Materials provided:
★ ★ ★ ★
PR #577, opened 2020-07-01
cryptsetup replacement branch

mikbras:
This PR replaces **cryptsetup** with **vicsetup** (**v**erity-**i**ntegrity-**c**rypt **setup**). **Vicsetup** implements the following:
- dm-crypt setup
- dm-integrity setup
- dm-verity setup

**Vicsetup** provides **libcryptsetup.h** as a compatibility interface (to limit changes to **src/lkl/setup.c**).

Future considerations:
1. Like **cryptsetup**, **vicsetup** formats integrity disks by invoking the **dm-integrity** kernel module (through dm-ioctl's). This formatting consumes at least 64MB of kernel memory. Kernels with less memory result in out-of-memory panics in the kernel. We might consider implementing formatting in user space to avoid this problem.

2. **Vicsetup** uses **libdevmapper**. I prototyped a replacement for this library, which would take an additional week of effort.


src/vicsetup/libvicsetup/argon2/.travis.yml
```diff
@@ -0,0 +1,25 @@
+language: c
```
davidchisnall: We are using Azure DevOps for CI, do we need this?

src/vicsetup/libvicsetup/argon2/Argon2.sln
```diff
@@ -0,0 +1,158 @@
+﻿
```
davidchisnall: We don't build anything with Visual Studio, we probably don't want visual studio solution files committed.

src/vicsetup/libvicsetup/argon2/.travis.yml
letmaik: See also https://github.com/lsds/sgx-lkl/issues/579. argon2 should be a submodule.

src/lkl/setup.c
```diff
@@ -402,28 +384,42 @@ static void* lkl_activate_crypto_disk_thread(struct lkl_crypt_device* lkl_cd)
...
-    if ((munmap_ret = lkl_sys_munmap(
-             (unsigned long)lkl_cd->disk_config->key,
-             lkl_cd->disk_config->key_len)))
-    {
-        sgxlkl_fail(
-            "Unable to unmap memory for disk encryption key: %s\n",
-            lkl_strerror((int)munmap_ret));
-    }
     lkl_cd->disk_config->key = NULL;
-    lkl_cd->disk_config->key_len = 0;
```
douglasmaciver, line 421: Why is key_len no longer set to 0 when its corresponding key is nulled?

src/vicsetup/libvicsetup/argon2/.travis.yml
mikbras: @davidchisnall: I just copied argon2 from the argon2 distro. Maik is right, I should have made argon2 a submodule.

src/vicsetup/libvicsetup/argon2/Argon2.sln
mikbras: Right. This is part of the argon2 distro. I will create a submodule for it.

src/lkl/setup.c
mikbras: Thank you! I re-added the line. My guess is that this code is an attempt to scrub the key since it is no longer needed. I assumed the size is not a secret, but I added it back just in case something uses it later. :)

tests/containers/encrypted/verify-crypt/Makefile
```diff
@@ -0,0 +1,102 @@
...
+
+FORMAT_OPTS += --type luks2
+FORMAT_OPTS += --key-file=-
+FORMAT_OPTS += --iter-time 8
+FORMAT_OPTS += --pbkdf-memory 1024
+FORMAT_OPTS += --pbkdf-parallel 2
+FORMAT_OPTS += --integrity "hmac-sha256"
+
+$(DISK_IMAGE): $(TARGET)
+	$(eval TMPNAME=$(shell basename $(shell tempfile)))
```
letmaik: Please only use the `sgx-lkl-disk` tool for creating disk images. Is it missing an option that you need for this test?

tests/containers/encrypted/verify-crypt/Makefile
```diff
@@ -0,0 +1,102 @@
+SGXLKL_ROOT=../../../..
+
+# Use this compiler to build the program
+CC=${SGXLKL_ROOT}/build/host-musl/bin/musl-gcc
```
letmaik: Tests should be able to run from an installed SGX-LKL, which wouldn't have musl-gcc available. Can you convert that to use Docker support of sgx-lkl-disk like in the other tests?

tests/containers/encrypted/create-disk/Makefile
```diff
@@ -37,3 +40,108 @@ run-hw: $(CC_IMAGE) ${CC_IMAGE_DATA}
 
 run-sw: $(CC_IMAGE) ${CC_IMAGE_DATA}
 	${SGXLKL_ENV_APP_CONFIG} ${SGXLKL_STARTER} --app-config=${CC_APP_CONFIG} --sw-debug $(CC_IMAGE)
+
+world:
```
letmaik: Do you want to remove this? Looks like a left-over.

src/vicsetup/rules.mak
```diff
@@ -0,0 +1,28 @@
+OBJECTS = $(SOURCES:.c=.o)
+
+ifdef PROGRAM
+$(PROGRAM): dirs $(OBJECTS)
+	gcc -o $(PROGRAM) $(CFLAGS) $(OBJECTS) $(LDFLAGS)
```
letmaik: Don't hard-code the compiler, use CC.

src/vicsetup/libvicsetup/result.c
```diff
@@ -0,0 +1,127 @@
...
+        case VIC_BAD_FLAGS:
+            return "VIC_BAD_FLAGS";
+        case VIC_BAD_PBKDF_TYPE:
+            return "VIC_BAD_PBKDF_TYPE";
+        case VIC_BAD_INTEGRITY_TYPE:
+            return "VIC_BAD_INTEGRITY_TYPE";
+    };
+
+    /* Unreachable */
+    return "UNKNOWN";
```
letmaik: Why not add a `default` case which fails hard?

src/vicsetup/libvicsetup/ref/cpus.c
```diff
@@ -0,0 +1,15 @@
+#include "cpus.h"
+
+#include <unistd.h>
+
+#if 0
```
letmaik: Dead code?

src/vicsetup/libvicsetup/hexdump.c
```diff
@@ -0,0 +1,161 @@
...
+#include "raise.h"
+#include "malloc.h"
+
+static void _indent(size_t indent)
+{
+    for (size_t i = 0; i < indent; i++)
+        printf("  ");
+}
+
+void vic_hexdump_special(
```
letmaik: Special?

src/vicsetup/libvicsetup/crypto.c
```diff
@@ -0,0 +1,388 @@
...
+#include <mbedtls/cipher.h>
+#include <mbedtls/sha1.h>
+#include <mbedtls/sha256.h>
+#include <mbedtls/sha512.h>
+#include <mbedtls/base64.h>
+#include <mbedtls/entropy.h>
+#include <mbedtls/ctr_drbg.h>
+#include <pthread.h>
+
+#include "../../../third_party/argon2/include/argon2.h"
```
letmaik: Why don't you add argon2 to the include path and simply `#include "argon2.h"`?

src/vicsetup/libvicsetup/argon2_argon2.c
```diff
@@ -0,0 +1,3 @@
+#include "argon2.h"
```
letmaik: Why are all those files needed? Looks like a weird work-around/short-cut for something?

src/vicsetup/libvicsetup/Makefile
```diff
@@ -0,0 +1,16 @@
+include ../defs.mak
+
+ARCHIVE = libvicsetup.a
+
+CFLAGS += -Wno-type-limits
+
+INCLUDES += -I/usr/local/include
+INCLUDES += -I../../../third_party/argon2/include
```
letmaik: Don't hard-code this here. vicsetup is an independent library that should reach out. It can receive the path to argon2 via some make variable that's passed in.

src/vicsetup/libvicsetup/Makefile
```diff
@@ -0,0 +1,16 @@
+include ../defs.mak
+
+ARCHIVE = libvicsetup.a
+
+CFLAGS += -Wno-type-limits
+
+INCLUDES += -I/usr/local/include
```
letmaik: Is this needed?

src/vicsetup/defs.mak
```diff
@@ -0,0 +1,16 @@
+TOP=$(abspath $(dir $(word 2, $(MAKEFILE_LIST))))
+
+CC = gcc
+
+CFLAGS += -g
+CFLAGS += -O3
```
letmaik, line 10: Debug and optimization should be settable via options.

src/vicsetup/defs.mak
```diff
@@ -0,0 +1,16 @@
+TOP=$(abspath $(dir $(word 2, $(MAKEFILE_LIST))))
+
+CC = gcc
```
letmaik: Don't hard-code gcc.

src/lkl/setup.c
```diff
@@ -402,28 +384,43 @@ static void* lkl_activate_crypto_disk_thread(struct lkl_crypt_device* lkl_cd)
...
+// Recall that integrity formatting is performed by the dm-integrity module
+// within the kernel. The integrity superblock is initially zero-filled. When
+// activated for the first time, the kernel module formats the device.
+// #define ENABLE_INTEGRITY
+
 static void* lkl_create_crypto_disk_thread(struct lkl_crypt_device* lkl_cd)
 {
     int err;
+    /* ATTN: vicsetup only supports 512 bytes sectors for integrity */
+    static const size_t SECTOR_SIZE = 512;
```
letmaik, line 425: Is this a permanent limitation?

src/Makefile
```diff
@@ -29,9 +29,12 @@ CFLAGS_AUTO = -g -pipe -fno-unwind-tables -fno-asynchronous-unwind-tables -ffunc
 -Werror=implicit-function-declaration -Werror=implicit-int -Werror=pointer-sign -fPIC
 CFLAGS_C99FSE = -std=c99 -ffreestanding -fexcess-precision=standard -frounding-math -Wa,--noexecstack
 
+LIBVICSETUP_DIR = $(srcdir)/vicsetup/libvicsetup
+ARGON2_DIR = $(SGXLKL_ROOT)/third_party/argon2
+
 CFLAGS_SGXLKL_ALL = $(CFLAGS_C99FSE) $(CFLAGS_AUTO) $(CFLAGS_MAIN) $(MUSL_CFLAGS)
 CFLAGS_SGXLKL_ALL += -D_XOPEN_SOURCE=700
-CFLAGS_SGXLKL_ALL += $(SGXLKL_INCLUDES) -isystem $(CRYPTSETUP_BUILD)/include -isystem $(E2FSPROGS_BUILD)/include -I$(srcdir)/libjson/include
+CFLAGS_SGXLKL_ALL += $(SGXLKL_INCLUDES) -isystem $(E2FSPROGS_BUILD)/include -I$(srcdir)/libjson/include -I$(LIBVICSETUP_DIR)/include -I$(ARGON2_DIR)/include
```
letmaik, line 37: Argon2 should be using `-isystem` since it's not our code.

letmaik (commented):
I left some high-level comments but haven't looked deeply at the code.
There's a binary file that was accidently committed: `src/vicsetup/libvicsetup/stF0Dgjz`.

src/vicsetup/libvicsetup/argon2/Argon2.sln
mikbras: To resolve this, I added an argon2 submodule.

src/lkl/setup.c
```diff
@@ -402,28 +384,43 @@ static void* lkl_activate_crypto_disk_thread(struct lkl_crypt_device* lkl_cd)
...
+    static const size_t MIN_LUKS2_ITERATIONS = 1000;
```
prp, line 427: A comment explaining what this sets would be useful.

src/lkl/setup.c
```diff
@@ -1110,6 +1013,10 @@ static void init_random()
     }
 
     fd = open("/dev/random", O_RDONLY);
+    /* Define ioctl() rather than including <sys/ioctl.h> to work around
+     * duplicate definitions of the _IO* family of macros.
+     */
+    extern int ioctl (int, int, ...);
```
prp, line 1023: How will this change after re-layering, when this code moves to userspace?

src/vicsetup/Makefile
```diff
@@ -0,0 +1,22 @@
+.PHONY: tests
```
prp, line 1: Why does this need its own Makefile? Can't this be build recursively with the Makefile under `src/`?

src/vicsetup/README.md
```diff
@@ -0,0 +1,60 @@
...
+    - cryptsetup
+
+**Vicsetup** is an all-in-one replacement for these three Linux tools. It is
+intended for use within the SGX-LKL enclave image and has various limitations
+beyond this scope.
+
+libvicsetup
+===========
+
+**Libvicsetup** provides features similar to **libcryptsetup.a**. the SGX-LKL
```
prp:
```suggestion
**Libvicsetup** provides features similar to **libcryptsetup.a**. The SGX-LKL
```

src/vicsetup/libvicsetup/blockdev.c
```diff
@@ -0,0 +1,709 @@
...
+#include <sys/stat.h>
+#include <sys/ioctl.h>
+#include <unistd.h>
+#include <sys/mount.h>
+
+#include "strings.h"
+#include "raise.h"
+#include "malloc.h"
+
+#define MAGIC 0xf3fcef718ce744bd
```
prp, line 14: A comment would be useful here.

src/vicsetup/libvicsetup/crypto.c
```diff
@@ -0,0 +1,388 @@
...
+
+#include <mbedtls/pkcs5.h>
+#include <mbedtls/aes.h>
+#include <mbedtls/cipher.h>
+#include <mbedtls/sha1.h>
+#include <mbedtls/sha256.h>
+#include <mbedtls/sha512.h>
+#include <mbedtls/base64.h>
+#include <mbedtls/entropy.h>
+#include <mbedtls/ctr_drbg.h>
```
prp, line 14: What is our story for the mbedtls dependency when this moves to userspace? Currently this is satisfied by OE's mbedtls, right?

src/vicsetup/libvicsetup/crypto.h
```diff
@@ -0,0 +1,57 @@
+#ifndef _VIC_CRYPTO_H
+#define _VIC_CRYPTO_H
+
+#include <stdint.h>
+#include <stddef.h>
+
+#include "vic.h"
+
```
prp, line 8: Some comments documenting what the API calls do would be nice.

src/vicsetup/libvicsetup/dm.c
```diff
@@ -0,0 +1,917 @@
...
+
+    /* Set the device-mapper name */
+    if (!dm_task_set_name(dmt, name))
+        RAISE(VIC_FAILED);
+
+#ifdef TRACE_TARGET
+    printf("DM-NAME: %s\n", name);
+    printf("TARGET: start{%lu} size{%lu} target{%s} params{%s}\n",
+        start, size, "integrity", params);
+#endif
```
prp, line 305: Eventually this should be integrated with SGX-LKL tracing. We also need to decide what userspace tracing will look like, as this won't be able to use the kernel-level tracing macros.

src/vicsetup/libvicsetup/dm.c
```diff
@@ -0,0 +1,917 @@
...
+#include "integrity.h"
+#include "hexdump.h"
+#include "malloc.h"
+#include "trace.h"
+#include "uuid.h"
+
+#define DM_UUID_LEN 129
+
+// #define TRACE_TARGET
+// #define USE_UDEV
```
prp: Can these be documented?

src/vicsetup/libvicsetup/dm.c
```diff
@@ -0,0 +1,917 @@
...
+
+    dm_lib_release();
+
+    return result;
+}
+
+/*
+**==============================================================================
+**
+** Experimental raw dm-ioctl code (to bypass libdevmapper).
```
prp: What is the status of this? Can this be used? What is missing?

src/vicsetup/libvicsetup/hexdump.h
```diff
@@ -0,0 +1,25 @@
+#ifndef _VIC_HEXDUMP_H
```
prp, line 1: Some comments would be nice.

src/vicsetup/libvicsetup/trace.c
```diff
@@ -0,0 +1,33 @@
+#include <stdio.h>
```
prp, line 1: This should be integrated with SGX-LKL debug/trace output.

src/vicsetup/tests/Makefile
```diff
@@ -0,0 +1,12 @@
+include ../defs.mak
```
prp, line 1: Shouldn't tests live under `tests/`? This way they get picked up by the CI pipeline.

src/vicsetup/todo.txt
```diff
@@ -0,0 +1,17 @@
+    AAAAAAAAAAAAAAAAAAAAAAAAAAAAAAAAAAAAAAAAAAAAAAAAAAAAAAAAAAAAAAAAAAAAAAAAAAAA
```
prp: It would be good to open Github issues instead.

prp (commented):
Thanks. I left some minor comments.

tests/containers/encrypted/verify-crypt/Makefile
mikbras: I removed this test since it was needed only for my own development. There are three other tests that create encrypted disks so the test is redundant.

tests/containers/encrypted/verify-crypt/Makefile
mikbras: I removed the test as indicated above since it is redundant.

tests/containers/encrypted/create-disk/Makefile
mikbras: Removed. Thank you for noticing.

src/vicsetup/rules.mak
mikbras: Fixed: Good catch. Thanks for finding this.

src/vicsetup/libvicsetup/result.c
mikbras: Adding a default case would fail to flag unhanded enum tags (I want a compiler error here when new enum tags are added to the header but not handled here), but I did add a hard failure.

src/vicsetup/libvicsetup/ref/cpus.c
mikbras: Removed. Thanks.

src/vicsetup/libvicsetup/hexdump.c
mikbras: Renamed to **vic_hexdump()** to **vic_hexdump_formatted()** and renamed **vic_hexdump_special()** to **vic_hexdump()**.

src/vicsetup/libvicsetup/argon2_argon2.c
mikbras: argon2 does not compile cleanly so this was to workaround various warnings (vicsetup treats warnings as errors). I will extend the build script to handle this on a per-file basis and eliminate these files.

mikbras: This permitted us to override **malloc/free** with **vic_malloc/vic_free** but this appears to no longer be necessary so I will remove it.

mikbras: Removed custom vic allocator and then argon2 wrapper files.

src/vicsetup/libvicsetup/Makefile
mikbras: Added **LIBJSON_DIR** and **ARGON2_DIR** make variables and check whether these directories exist.

src/vicsetup/libvicsetup/Makefile
mikbras: Removed. Thanks for finding this.

src/vicsetup/defs.mak
mikbras: Good idea. Added **DEBUG** and **OPTIMIZE** make switches. Defaults to -03 and no-debug.

src/vicsetup/defs.mak
mikbras: Fixed.

src/lkl/setup.c
mikbras: It is something we should fix when we can. I created issue https://github.com/lsds/sgx-lkl/issues/605 to track.

src/Makefile
mikbras: Fixed. The gcc man pages is vague on what the different is.

src/vicsetup/libvicsetup/crypto.c
mikbras: Fixed. There used to be two argon2.h headers but the local one has been deleted.

src/lkl/setup.c
mikbras: This suppression will go away because we will no longer be mixing kernel and user headers (the warnings existed before).

src/vicsetup/Makefile
mikbras: This makefile is not used when building libsgxlkl.so. Instead we add rules to src/Makefile as you suggest.

src/lkl/setup.c
mikbras: Done. Thank you.

src/vicsetup/Makefile
mikbras: This makefile is for building the libvicsetup, the vicsetup test tool, and the tests.

src/vicsetup/README.md
mikbras: Thank you for finding this.

mikbras: Fixed. Thanks.

src/vicsetup/libvicsetup/blockdev.c
mikbras: Resolved. Thanks!

src/vicsetup/libvicsetup/crypto.c
mikbras: We are partitioning the symbol namespaces into **kernel** and **user** components. That is **libsgxlkl.so** will be created by linking two objects: **kernel.o** and **user.o**. Each will contain its own mbedtls copy without exporting any mbedtls symbols.

src/vicsetup/libvicsetup/crypto.h
mikbras: Perhaps but this is an internal API. Vicsetup provides only one public API used by SGX-LKL: **libcryptsetup.h** and this is documented elsewhere.

src/vicsetup/libvicsetup/dm.c
mikbras: I created an issue to track vicsetup tracing: https://github.com/lsds/sgx-lkl/issues/607. I pressume that **cryptsetup** was not integrated with sgx-lkl tracing either.

Good point about user-space tracing. Can we use syslog?

src/vicsetup/libvicsetup/dm.c
mikbras: Resolved. Thanks.

src/vicsetup/libvicsetup/dm.c
mikbras: I removed this experimental code for now. We could spend three days and complete the replacement but I don't see why we would do it now. I originally implemented this to figure out why the kernel was crashing when calling **dm-ioctl()** to format an integrity device. It turns out that kernel memory was exhausted by the **dm-integrity** module, which consumes massive amounts of memory when formatting integrity headers (> 64MB). Expanding kernel memory worked around this for now, but we might want to perform integrity formatting in user-space (rather than letting the dm-integrity kernel module do it). I captured this in the following issue: https://github.com/lsds/sgx-lkl/issues/608.

src/vicsetup/libvicsetup/hexdump.h
mikbras: Done. :)

src/vicsetup/libvicsetup/trace.c
mikbras: Yes, I think so. I created an issue to track this: https://github.com/lsds/sgx-lkl/issues/607.

src/vicsetup/tests/Makefile
mikbras: I struggled with this. These tests are for the **vicsetup** package and are only run manually at present. The tests directory runs tests against an installed **sgx-lkl**. And since the **vicsetup** tests use the **vicsetup** command-line tool, this assumes that the **vicesetup** tool has been installed as part of **sgx-lkl**. And installing the **vicsetup** tool invites usage and implies support.

Another alternative is for us to have a unit tests directory that can be run as part of the build. I'm not sure.

src/vicsetup/todo.txt
mikbras: Resolved (I added issues and deleted this file)

letmaik:
There are various comments related to integration with SGX-LKL. I think we should treat vicsetup as an external dependency like all the other dependencies and like the original cryptsetup library. This will provide a clean cut and will allow easier stand-alone testing and re-use in other projects (even though this is not a priority currently). I don't think there is much missing to make that happen.

src/vicsetup/tests/Makefile
letmaik: See my comment https://github.com/lsds/sgx-lkl/pull/577#issuecomment-655594164.

mikbras:
> There are various comments related to integration with SGX-LKL. I think we should treat vicsetup as an external dependency like all the other dependencies and like the original cryptsetup library. This will provide a clean cut and will allow easier stand-alone testing and re-use in other projects (even though this is not a priority currently). I don't think there is much missing to make that happen.

I agree. Both **libjson** and **vicsetup** should probably just go under **third_party** and since the tests run quickly, we should run the tests as we build them. I looked into what it would take, and we could probably do it in a day or two. I create the following issues to track this: https://github.com/lsds/sgx-lkl/issues/615.

davidchisnall:
@mikbras, please can you update this from the `oe_port` branch?  It now has a number of conflicts.  It would be good to merge this soon.

src/vicsetup/libvicsetup/crypto.h
davidchisnall: As long as the expectation is that no one will ever modify the vicsetup code, that's fine.  If we expect vicsetup to be maintained, please add doc comments for all functions.

src/vicsetup/libvicsetup/defs.h
```diff
@@ -0,0 +1,37 @@
+#ifndef _VIC_DEFS_H
+#define _VIC_DEFS_H
+
+#define VIC_INLINE static __inline__
```
davidchisnall, line 4: Please add doc comments for these macros.  Many are self-explanatory to me, some are not.

src/vicsetup/libvicsetup/defs.h
```diff
@@ -0,0 +1,37 @@
...
+#define VIC_PACK_BEGIN _Pragma("pack(push, 1)")
+#define VIC_PACK_END _Pragma("pack(pop)")
+
+#define VIC_COUNTOF(ARR) (sizeof(ARR) / sizeof(ARR[0]))
+
+#define VIC_OFFSETOF(TYPE, MEMBER) __builtin_offsetof(TYPE, MEMBER)
+
+#define VIC_UNUSED __attribute__((unused))
+
+#define __LUKS_CONCAT(X, Y) X##Y
```
davidchisnall, line 15: Why is this called `__LUKS_CONCAT` not `__VIK_CONCAT`?

Symbols that start with a double underscore are reserved for the implementation in C, so defining a macro that starts with double underscores is undefined behaviour, please change this to a valid C identifier.

src/vicsetup/libvicsetup/defs.h
```diff
@@ -0,0 +1,37 @@
...
+#define VIC_CONCAT(X, Y) __LUKS_CONCAT(X, Y)
+
+#define VIC_STATIC_ASSERT(COND) \
+    typedef char VIC_CONCAT(__vic_static_assert, __LINE__)[(COND) ? 1 : -1] \
```
davidchisnall, line 19: Same comment on double underscores.  For any vaguely modern compiler, this should be defined at `_Static_assert(COND)`.  See this complete implementation:

https://github.com/freebsd/freebsd/blob/6af4a8cb884975f65a51b3b6d766e084faf55d4f/sys/sys/cdefs.h#L285

(Note that this is part of libc and so is permitted to use double-underscore identifiers)

src/vicsetup/libvicsetup/dm.c
davidchisnall: syslog is probably a good idea.  At some point, we'll add hooks to redirect syslog to an external secure audit log.

src/vicsetup/libvicsetup/goto.h
```diff
@@ -0,0 +1,27 @@
...
+#include <stdio.h>
+#include <stdint.h>
+
+#include "vic.h"
+#include "trace.h"
+
+#define GOTO(LABEL)                               \
+    do                                            \
+    {                                             \
+        __goto(__FILE__, __LINE__, __FUNCTION__); \
```
davidchisnall, line 13: Same comment about invalid identifiers.

src/vicsetup/libvicsetup/include/libcryptsetup.h
```diff
@@ -0,0 +1,288 @@
...
+
+/*
+**==============================================================================
+**
+** Internal functions (please do not call directly)
+**
+**==============================================================================
+*/
+
+int __crypt_init(struct crypt_device** cd, const char* device);
```
davidchisnall, line 131: Double underscores.

src/vicsetup/libvicsetup/luks.c
```diff
@@ -0,0 +1,585 @@
...
+#include "byteorder.h"
+#include "luks2.h"
+#include "luks1.h"
+#include "raise.h"
+#include "hexdump.h"
+#include "integrity.h"
+#include "dm.h"
+#include "strings.h"
+
+VIC_STATIC_ASSERT(VIC_OFFSETOF(vic_luks_hdr_t, magic) == 0);
```
davidchisnall, line 20: Can we have a comment explaining why these fields need to be at these offsets? (Is this matching an on-disk structure?)

davidchisnall:
@mikbras, is it possibly to push vicsetup somewhere else and use it as a submodule in our tree?  Most of the code doesn't look SGX-LKL-specific.

SeanTAllen:
@mikbras can this be closed? i believe that another PR subsumed this, yes?

mikbras:
Closed since duplicated of merged PR.

mikbras:
Closing pull request.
★ ★ ★ ★
Goal of the exercise: Match on "COND": copy every line in the records that has it.

Answer to this exercise:
+#define VIC_STATIC_ASSERT(COND) \
+    typedef char VIC_CONCAT(__vic_static_assert, __LINE__)[(COND) ? 1 : -1] \
davidchisnall, line 19: Same comment on double underscores.  For any vaguely modern compiler, this should be defined at `_Static_assert(COND)`.  See this complete implementation:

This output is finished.